PR #920, opened 2020-03-10
write_http/disk is own sub package on CentOS 8

traylenator:
####  Pull Request (PR) description
As of CentOS 8 the write_http and disk plugins are  in their own subpackage
so must be installed on CentOS 8 in these plugins are enabled.

Note this also contains a bugfix for CentOS 7. On CentOS 7 at least as far
as EPEL7 collectd is concerned there is no collectd-disk package and so the attempt on
CentOS 7 to install this `collectd-disk` (by default) is no longer made.

acceptance tests for plugins have been added.


traylenator:
WIP until https://github.com/voxpupuli/puppet-collectd/pull/919 is merge.

bastelfreak:
@traylenator do you want/need to rebase here?

manifests/plugin/write_http.pp
```diff
@@ -1,8 +1,14 @@
...
+# @see  https://collectd.org/wiki/index.php/Plugin:Write_HTTP
+#
+# @parameter Manage a collectd-write_http package? If undef a suitable value per OS will be chosen.
+#
 class collectd::plugin::write_http (
   Enum['present', 'absent']          $ensure = 'present',
   Hash[String, Hash[String, Scalar]] $nodes = {},
-  Hash[String, Hash[String, Scalar]] $urls  = {}
+  Hash[String, Hash[String, Scalar]] $urls  = {},
+  Optional[Boolean]                  $manage_package = undef,
```
bastelfreak: I'm not a big fan of an Optional Boolean. Can't we set the default to true or fals?

manifests/plugin/write_http.pp
```diff
@@ -11,6 +17,21 @@
     fail('Only one of nodes or urls is supposed to be defined')
   }
 
+  if $manage_package !~ Undef {
+    $_manage_package = $manage_package
+  } else {
+    if $facts['os']['family'] == 'RedHat' and versioncmp($facts['os']['release']['major'],'8') >= 0 {
```
bastelfreak: We could get rid of the Optional if this logic is in the params.pp and $manage_packages uses a variable from params.pp?

manifests/plugin/write_http.pp
traylenator: In this case there are 3 states. 
* Use the default for operating system (so false on debian, true on redhat 8)
* Force to be false.
* Force to be true.

manifests/plugin/write_http.pp
traylenator: Yes that would work however currently none of the per plugin class inherit from init, params.

We would explode the number of parameters on init.pp if we went down that road.

Would make a lot of sense to switch to module level hiera to achieve this if it were done.

traylenator:
Rebased.

manifests/plugin/write_http.pp
traylenator: Basically there is a matrix of OS vs plugins which you need to keep somewhere.

The generall direction of travel is that RedHat is splitting package while Debian remains as one package so it would at least become a lot simpler in the future so adding 
plugin setting per package now would be a problem for the future.

bastelfreak: Did you try to access a variable from params.pp? each plugin includes collectd and that inherits from params so this should work?

traylenator: I think it will work, I am just questioning if it is a good idea.

We would need to use `collectd::plugin_http_write_manage_package` and another
one for every plugin, or least where is needs to change based on OS.

And if we go further `collectd::plugin_systemd_package_provide` to cope where
we have rpms on RedHat and pips on debian.

traylenator: One more thing to add.
Such a change would be a major rework of the module, certainly outside the scope of this
bug fix. The `undef/true/false` system is used all over the place currently.


Shall I  create an issue. **Move all OS logic out to module level hiera data** 
With module hiera data we could just define default values for 
`collectd::plugin::http_write` per OS and not pollute init with per metric parameters.

traylenator: And a sub question.

What's the preference for the case where a parameter has per OS defaults in hiera data?
Just define in class as 
```puppet
Boolean $manage_package,
```
with no default

bastelfreak: my opinion here:
* Data that's the same across all operating systems should not be in module level hiera nor params.pp. It should be directly in the related class
* Everything thats dynamic and can be calcuated within data in modules should go there.

It would be awesome if you could raise an Issue/PR for data in modules. If the data is coming from data in modules the parameter should have no default within the class.

traylenator: Issue created https://github.com/voxpupuli/puppet-collectd/issues/921

Will try some time to look, definitely a worth while task.

@bastelfreak thanks for comments/review.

+++

Problem requirements: Output the data exactly, so that every line matches the original.

Result of the task:
PR #920, opened 2020-03-10
write_http/disk is own sub package on CentOS 8

traylenator:
####  Pull Request (PR) description
As of CentOS 8 the write_http and disk plugins are  in their own subpackage
so must be installed on CentOS 8 in these plugins are enabled.

Note this also contains a bugfix for CentOS 7. On CentOS 7 at least as far
as EPEL7 collectd is concerned there is no collectd-disk package and so the attempt on
CentOS 7 to install this `collectd-disk` (by default) is no longer made.

acceptance tests for plugins have been added.


traylenator:
WIP until https://github.com/voxpupuli/puppet-collectd/pull/919 is merge.

bastelfreak:
@traylenator do you want/need to rebase here?

manifests/plugin/write_http.pp
```diff
@@ -1,8 +1,14 @@
...
+# @see  https://collectd.org/wiki/index.php/Plugin:Write_HTTP
+#
+# @parameter Manage a collectd-write_http package? If undef a suitable value per OS will be chosen.
+#
 class collectd::plugin::write_http (
   Enum['present', 'absent']          $ensure = 'present',
   Hash[String, Hash[String, Scalar]] $nodes = {},
-  Hash[String, Hash[String, Scalar]] $urls  = {}
+  Hash[String, Hash[String, Scalar]] $urls  = {},
+  Optional[Boolean]                  $manage_package = undef,
```
bastelfreak: I'm not a big fan of an Optional Boolean. Can't we set the default to true or fals?

manifests/plugin/write_http.pp
```diff
@@ -11,6 +17,21 @@
     fail('Only one of nodes or urls is supposed to be defined')
   }
 
+  if $manage_package !~ Undef {
+    $_manage_package = $manage_package
+  } else {
+    if $facts['os']['family'] == 'RedHat' and versioncmp($facts['os']['release']['major'],'8') >= 0 {
```
bastelfreak: We could get rid of the Optional if this logic is in the params.pp and $manage_packages uses a variable from params.pp?

manifests/plugin/write_http.pp
traylenator: In this case there are 3 states. 
* Use the default for operating system (so false on debian, true on redhat 8)
* Force to be false.
* Force to be true.

manifests/plugin/write_http.pp
traylenator: Yes that would work however currently none of the per plugin class inherit from init, params.

We would explode the number of parameters on init.pp if we went down that road.

Would make a lot of sense to switch to module level hiera to achieve this if it were done.

traylenator:
Rebased.

manifests/plugin/write_http.pp
traylenator: Basically there is a matrix of OS vs plugins which you need to keep somewhere.

The generall direction of travel is that RedHat is splitting package while Debian remains as one package so it would at least become a lot simpler in the future so adding 
plugin setting per package now would be a problem for the future.

bastelfreak: Did you try to access a variable from params.pp? each plugin includes collectd and that inherits from params so this should work?

traylenator: I think it will work, I am just questioning if it is a good idea.

We would need to use `collectd::plugin_http_write_manage_package` and another
one for every plugin, or least where is needs to change based on OS.

And if we go further `collectd::plugin_systemd_package_provide` to cope where
we have rpms on RedHat and pips on debian.

traylenator: One more thing to add.
Such a change would be a major rework of the module, certainly outside the scope of this
bug fix. The `undef/true/false` system is used all over the place currently.


Shall I  create an issue. **Move all OS logic out to module level hiera data** 
With module hiera data we could just define default values for 
`collectd::plugin::http_write` per OS and not pollute init with per metric parameters.

traylenator: And a sub question.

What's the preference for the case where a parameter has per OS defaults in hiera data?
Just define in class as 
```puppet
Boolean $manage_package,
```
with no default

bastelfreak: my opinion here:
* Data that's the same across all operating systems should not be in module level hiera nor params.pp. It should be directly in the related class
* Everything thats dynamic and can be calcuated within data in modules should go there.

It would be awesome if you could raise an Issue/PR for data in modules. If the data is coming from data in modules the parameter should have no default within the class.

traylenator: Issue created https://github.com/voxpupuli/puppet-collectd/issues/921

Will try some time to look, definitely a worth while task.

@bastelfreak thanks for comments/review.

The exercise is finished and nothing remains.